■ **INSTRUCTIONS FOR THE TASK**
Restate word for word the lines in the listing below, starting at the line containing "Use same theme for all windows" and ending at the line containing "- Updated palette", both included; leave out the rest.
PROVIDED ENTRIES START
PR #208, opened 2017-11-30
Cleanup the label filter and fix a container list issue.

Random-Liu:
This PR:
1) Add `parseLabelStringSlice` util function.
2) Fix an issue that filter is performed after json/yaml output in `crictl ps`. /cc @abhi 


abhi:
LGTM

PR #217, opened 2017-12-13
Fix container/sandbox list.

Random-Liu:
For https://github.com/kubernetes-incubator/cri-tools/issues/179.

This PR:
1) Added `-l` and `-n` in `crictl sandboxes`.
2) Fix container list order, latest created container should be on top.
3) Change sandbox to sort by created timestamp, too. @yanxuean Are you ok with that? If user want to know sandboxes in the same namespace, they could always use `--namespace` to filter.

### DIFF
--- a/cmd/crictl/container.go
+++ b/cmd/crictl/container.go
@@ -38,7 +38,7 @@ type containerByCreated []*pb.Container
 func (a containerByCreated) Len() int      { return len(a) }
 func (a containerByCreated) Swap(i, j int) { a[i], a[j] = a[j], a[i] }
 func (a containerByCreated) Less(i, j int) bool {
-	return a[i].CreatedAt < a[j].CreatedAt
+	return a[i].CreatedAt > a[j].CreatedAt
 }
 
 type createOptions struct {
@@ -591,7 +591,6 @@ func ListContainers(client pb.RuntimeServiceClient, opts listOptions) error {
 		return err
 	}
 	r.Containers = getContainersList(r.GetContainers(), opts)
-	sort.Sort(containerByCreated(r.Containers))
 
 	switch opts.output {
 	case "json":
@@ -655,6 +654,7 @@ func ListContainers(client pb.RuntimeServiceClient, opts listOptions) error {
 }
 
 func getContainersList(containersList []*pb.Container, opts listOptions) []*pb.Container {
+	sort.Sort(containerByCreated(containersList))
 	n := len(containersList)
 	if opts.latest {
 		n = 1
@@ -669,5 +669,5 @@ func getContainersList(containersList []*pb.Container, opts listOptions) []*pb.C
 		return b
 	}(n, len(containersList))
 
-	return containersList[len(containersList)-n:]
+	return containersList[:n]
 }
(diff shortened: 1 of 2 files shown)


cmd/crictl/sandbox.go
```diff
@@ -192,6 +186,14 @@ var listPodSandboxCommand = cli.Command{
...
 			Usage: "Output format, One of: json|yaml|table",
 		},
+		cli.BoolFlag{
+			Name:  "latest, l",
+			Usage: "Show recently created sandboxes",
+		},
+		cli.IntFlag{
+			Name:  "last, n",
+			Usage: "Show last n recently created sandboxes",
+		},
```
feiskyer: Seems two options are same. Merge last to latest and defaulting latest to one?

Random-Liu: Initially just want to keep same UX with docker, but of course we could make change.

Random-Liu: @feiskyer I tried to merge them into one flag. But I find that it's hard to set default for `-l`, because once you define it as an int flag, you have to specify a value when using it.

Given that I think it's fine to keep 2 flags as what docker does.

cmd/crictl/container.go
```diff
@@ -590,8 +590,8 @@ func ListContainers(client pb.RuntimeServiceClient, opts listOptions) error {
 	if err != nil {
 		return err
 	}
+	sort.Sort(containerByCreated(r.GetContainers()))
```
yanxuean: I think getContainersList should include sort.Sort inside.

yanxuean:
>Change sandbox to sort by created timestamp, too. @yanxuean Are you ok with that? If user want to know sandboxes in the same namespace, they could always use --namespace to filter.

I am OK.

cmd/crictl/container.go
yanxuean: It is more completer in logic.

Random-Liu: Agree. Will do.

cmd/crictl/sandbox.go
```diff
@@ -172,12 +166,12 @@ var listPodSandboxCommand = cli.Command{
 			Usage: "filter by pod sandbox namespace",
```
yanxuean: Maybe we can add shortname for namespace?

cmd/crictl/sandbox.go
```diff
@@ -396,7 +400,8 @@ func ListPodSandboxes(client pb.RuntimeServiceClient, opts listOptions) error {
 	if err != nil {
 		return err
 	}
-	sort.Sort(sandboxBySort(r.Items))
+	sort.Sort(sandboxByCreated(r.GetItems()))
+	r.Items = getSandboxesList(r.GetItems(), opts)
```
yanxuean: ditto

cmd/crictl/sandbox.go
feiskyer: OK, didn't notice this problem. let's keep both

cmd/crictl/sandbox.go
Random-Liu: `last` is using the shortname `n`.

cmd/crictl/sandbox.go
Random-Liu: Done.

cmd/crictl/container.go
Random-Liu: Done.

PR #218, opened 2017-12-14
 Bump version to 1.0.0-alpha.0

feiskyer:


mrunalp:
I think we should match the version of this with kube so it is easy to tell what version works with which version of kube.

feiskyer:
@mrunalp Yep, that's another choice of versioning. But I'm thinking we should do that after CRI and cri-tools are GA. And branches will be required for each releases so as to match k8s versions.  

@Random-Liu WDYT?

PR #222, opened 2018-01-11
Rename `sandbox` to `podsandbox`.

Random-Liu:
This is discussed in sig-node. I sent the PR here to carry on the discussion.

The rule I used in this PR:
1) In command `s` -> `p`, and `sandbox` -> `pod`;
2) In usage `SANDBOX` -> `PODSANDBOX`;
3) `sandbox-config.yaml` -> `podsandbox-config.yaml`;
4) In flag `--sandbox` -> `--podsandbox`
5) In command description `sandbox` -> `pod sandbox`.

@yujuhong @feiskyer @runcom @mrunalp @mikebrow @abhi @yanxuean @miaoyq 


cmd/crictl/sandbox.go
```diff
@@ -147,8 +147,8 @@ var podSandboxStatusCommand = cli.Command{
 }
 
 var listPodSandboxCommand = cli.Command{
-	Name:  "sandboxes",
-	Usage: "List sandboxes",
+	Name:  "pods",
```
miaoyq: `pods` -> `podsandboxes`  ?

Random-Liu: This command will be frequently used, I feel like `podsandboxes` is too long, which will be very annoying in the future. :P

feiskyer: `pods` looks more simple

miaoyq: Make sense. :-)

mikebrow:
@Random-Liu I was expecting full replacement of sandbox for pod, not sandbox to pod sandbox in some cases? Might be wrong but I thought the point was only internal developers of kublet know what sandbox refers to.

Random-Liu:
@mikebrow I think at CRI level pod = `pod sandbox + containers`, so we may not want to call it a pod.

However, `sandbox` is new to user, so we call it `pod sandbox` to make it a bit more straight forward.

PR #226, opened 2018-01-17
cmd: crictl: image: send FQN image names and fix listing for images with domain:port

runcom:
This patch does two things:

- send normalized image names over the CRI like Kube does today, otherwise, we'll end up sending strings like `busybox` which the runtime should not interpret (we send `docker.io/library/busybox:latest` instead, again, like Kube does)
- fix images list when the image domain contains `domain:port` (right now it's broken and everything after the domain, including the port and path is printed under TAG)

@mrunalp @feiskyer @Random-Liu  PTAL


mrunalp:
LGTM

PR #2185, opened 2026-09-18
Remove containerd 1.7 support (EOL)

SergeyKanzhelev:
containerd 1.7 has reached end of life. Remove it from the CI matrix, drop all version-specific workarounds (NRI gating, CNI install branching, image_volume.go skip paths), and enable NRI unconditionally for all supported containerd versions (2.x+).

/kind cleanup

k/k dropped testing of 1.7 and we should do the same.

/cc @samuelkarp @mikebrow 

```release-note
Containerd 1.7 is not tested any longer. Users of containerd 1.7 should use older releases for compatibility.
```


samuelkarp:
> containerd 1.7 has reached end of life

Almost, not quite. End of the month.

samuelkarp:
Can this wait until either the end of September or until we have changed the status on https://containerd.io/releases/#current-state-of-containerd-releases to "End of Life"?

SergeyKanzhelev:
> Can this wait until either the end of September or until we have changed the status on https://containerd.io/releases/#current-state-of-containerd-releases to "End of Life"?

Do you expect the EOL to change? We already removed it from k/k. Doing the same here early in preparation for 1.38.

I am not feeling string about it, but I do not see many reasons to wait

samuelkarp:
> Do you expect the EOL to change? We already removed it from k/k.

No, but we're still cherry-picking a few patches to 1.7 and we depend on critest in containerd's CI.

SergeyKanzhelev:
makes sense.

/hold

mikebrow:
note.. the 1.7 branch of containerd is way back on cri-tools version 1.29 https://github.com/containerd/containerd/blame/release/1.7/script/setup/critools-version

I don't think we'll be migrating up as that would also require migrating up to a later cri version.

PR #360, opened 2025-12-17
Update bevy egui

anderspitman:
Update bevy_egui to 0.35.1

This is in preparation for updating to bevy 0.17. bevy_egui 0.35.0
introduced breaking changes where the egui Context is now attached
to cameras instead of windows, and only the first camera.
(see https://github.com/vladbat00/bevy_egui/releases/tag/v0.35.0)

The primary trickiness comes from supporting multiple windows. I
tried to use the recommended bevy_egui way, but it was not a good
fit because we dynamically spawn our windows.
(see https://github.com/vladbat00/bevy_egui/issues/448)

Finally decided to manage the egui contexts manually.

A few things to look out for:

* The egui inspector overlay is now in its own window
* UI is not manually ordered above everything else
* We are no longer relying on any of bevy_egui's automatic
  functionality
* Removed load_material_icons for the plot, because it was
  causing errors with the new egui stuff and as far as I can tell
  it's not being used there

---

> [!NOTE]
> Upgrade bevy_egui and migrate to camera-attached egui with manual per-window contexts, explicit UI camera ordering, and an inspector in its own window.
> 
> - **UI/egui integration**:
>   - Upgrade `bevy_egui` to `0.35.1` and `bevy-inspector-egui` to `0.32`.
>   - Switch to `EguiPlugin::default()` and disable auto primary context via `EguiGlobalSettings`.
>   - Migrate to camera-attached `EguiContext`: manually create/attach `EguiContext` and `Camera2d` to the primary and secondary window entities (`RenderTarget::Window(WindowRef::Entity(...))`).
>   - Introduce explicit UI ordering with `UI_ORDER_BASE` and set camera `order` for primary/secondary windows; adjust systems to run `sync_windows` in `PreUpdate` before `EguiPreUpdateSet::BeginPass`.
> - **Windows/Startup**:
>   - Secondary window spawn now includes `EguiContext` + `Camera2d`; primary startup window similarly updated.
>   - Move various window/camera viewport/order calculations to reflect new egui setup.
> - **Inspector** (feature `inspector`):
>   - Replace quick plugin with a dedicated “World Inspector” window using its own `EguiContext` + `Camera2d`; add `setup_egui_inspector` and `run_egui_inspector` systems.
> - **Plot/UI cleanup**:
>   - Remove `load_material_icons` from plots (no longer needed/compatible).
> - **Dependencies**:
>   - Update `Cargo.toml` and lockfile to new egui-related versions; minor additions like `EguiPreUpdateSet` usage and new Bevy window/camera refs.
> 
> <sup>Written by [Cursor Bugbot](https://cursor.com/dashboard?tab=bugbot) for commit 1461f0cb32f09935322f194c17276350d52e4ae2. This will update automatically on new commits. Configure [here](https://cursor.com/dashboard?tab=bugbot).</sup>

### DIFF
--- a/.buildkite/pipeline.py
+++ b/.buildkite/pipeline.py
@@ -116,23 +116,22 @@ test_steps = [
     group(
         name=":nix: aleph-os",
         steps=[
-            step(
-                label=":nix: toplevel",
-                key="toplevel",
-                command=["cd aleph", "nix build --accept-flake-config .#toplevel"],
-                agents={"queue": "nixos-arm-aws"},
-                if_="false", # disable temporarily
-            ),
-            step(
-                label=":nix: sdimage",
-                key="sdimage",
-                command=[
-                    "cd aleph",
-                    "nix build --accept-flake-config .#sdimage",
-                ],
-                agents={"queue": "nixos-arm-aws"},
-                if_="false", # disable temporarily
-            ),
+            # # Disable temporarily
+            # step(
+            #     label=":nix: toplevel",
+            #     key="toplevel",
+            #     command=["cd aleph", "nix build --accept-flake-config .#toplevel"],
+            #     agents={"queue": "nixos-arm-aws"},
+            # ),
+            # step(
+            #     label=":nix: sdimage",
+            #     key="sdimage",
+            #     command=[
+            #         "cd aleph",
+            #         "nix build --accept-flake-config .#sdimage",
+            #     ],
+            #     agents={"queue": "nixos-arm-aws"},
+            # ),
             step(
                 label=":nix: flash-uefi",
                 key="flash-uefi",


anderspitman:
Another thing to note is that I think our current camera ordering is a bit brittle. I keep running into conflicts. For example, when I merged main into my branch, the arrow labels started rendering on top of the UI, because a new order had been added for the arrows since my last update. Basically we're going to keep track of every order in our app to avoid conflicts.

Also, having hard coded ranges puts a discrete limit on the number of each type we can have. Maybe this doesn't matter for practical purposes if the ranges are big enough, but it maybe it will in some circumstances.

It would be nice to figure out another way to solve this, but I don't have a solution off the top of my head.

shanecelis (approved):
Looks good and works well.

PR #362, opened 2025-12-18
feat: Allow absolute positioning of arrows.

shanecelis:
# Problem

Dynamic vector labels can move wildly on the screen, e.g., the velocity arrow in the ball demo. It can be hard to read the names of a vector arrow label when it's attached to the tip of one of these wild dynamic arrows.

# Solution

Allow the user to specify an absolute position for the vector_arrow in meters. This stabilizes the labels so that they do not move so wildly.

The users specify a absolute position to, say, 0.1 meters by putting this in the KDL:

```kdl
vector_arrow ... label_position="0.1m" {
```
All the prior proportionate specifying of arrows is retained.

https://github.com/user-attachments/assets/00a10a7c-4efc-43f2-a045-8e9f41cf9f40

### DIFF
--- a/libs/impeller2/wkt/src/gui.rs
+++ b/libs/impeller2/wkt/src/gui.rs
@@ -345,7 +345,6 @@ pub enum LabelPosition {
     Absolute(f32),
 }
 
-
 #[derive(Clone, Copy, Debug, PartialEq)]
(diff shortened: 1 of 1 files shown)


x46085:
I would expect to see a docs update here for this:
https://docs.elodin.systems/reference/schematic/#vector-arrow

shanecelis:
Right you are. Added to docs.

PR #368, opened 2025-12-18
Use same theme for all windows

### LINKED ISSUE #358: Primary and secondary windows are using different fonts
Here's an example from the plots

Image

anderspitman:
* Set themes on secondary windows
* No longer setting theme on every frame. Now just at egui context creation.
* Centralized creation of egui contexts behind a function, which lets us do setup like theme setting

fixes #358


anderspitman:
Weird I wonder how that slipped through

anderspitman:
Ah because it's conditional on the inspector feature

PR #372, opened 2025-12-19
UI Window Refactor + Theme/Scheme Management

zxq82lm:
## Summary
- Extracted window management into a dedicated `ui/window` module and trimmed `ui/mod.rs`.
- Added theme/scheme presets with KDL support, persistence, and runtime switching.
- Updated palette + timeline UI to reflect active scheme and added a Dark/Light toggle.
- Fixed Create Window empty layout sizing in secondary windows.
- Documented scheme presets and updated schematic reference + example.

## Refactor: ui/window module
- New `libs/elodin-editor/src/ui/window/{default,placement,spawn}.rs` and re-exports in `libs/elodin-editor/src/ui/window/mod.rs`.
PROVIDED ENTRIES END
■ **RESPONSE TO THIS EXERCISE**
Use same theme for all windows

### LINKED ISSUE #358: Primary and secondary windows are using different fonts
Here's an example from the plots

Image

anderspitman:
* Set themes on secondary windows
* No longer setting theme on every frame. Now just at egui context creation.
* Centralized creation of egui contexts behind a function, which lets us do setup like theme setting

fixes #358


anderspitman:
Weird I wonder how that slipped through

anderspitman:
Ah because it's conditional on the inspector feature

PR #372, opened 2025-12-19
UI Window Refactor + Theme/Scheme Management

zxq82lm:
## Summary
- Extracted window management into a dedicated `ui/window` module and trimmed `ui/mod.rs`.
- Added theme/scheme presets with KDL support, persistence, and runtime switching.
- Updated palette + timeline UI to reflect active scheme and added a Dark/Light toggle.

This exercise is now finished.